**Data to use**
PR #405, opened 2023-03-03
🐛 Save filters associated with queries

czunker:
Persist filters which are attached to queries, e.g. in the Kubernetes Inventory pack:
```
- uid: mondoo-kubernetes-pods-inventory
    name: Mondoo Kubernetes Pods Inventory
    version: 1.0.0
    tags:
      mondoo.com/platform: kubernetes
      mondoo.com/category: best-practices
    filters:
      - asset.platform == "k8s-pod"
    queries:
      - uid: k8s-pod
        title: Gather Pod Information
        query: |
          k8s.pod { * }
```

This fixes this error message in cnquery, when running a query pack:
```
x query.hub> failed to set query pack retrieved from upstream error="cannot compute filters for a querypack, unless it was compiled first" querypack=
```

**Work instructions**
Out of the material above, select every line that holds the string "filters".

**Output for this exercise**
🐛 Save filters associated with queries
Persist filters which are attached to queries, e.g. in the Kubernetes Inventory pack:
    filters:
x query.hub> failed to set query pack retrieved from upstream error="cannot compute filters for a querypack, unless it was compiled first" querypack=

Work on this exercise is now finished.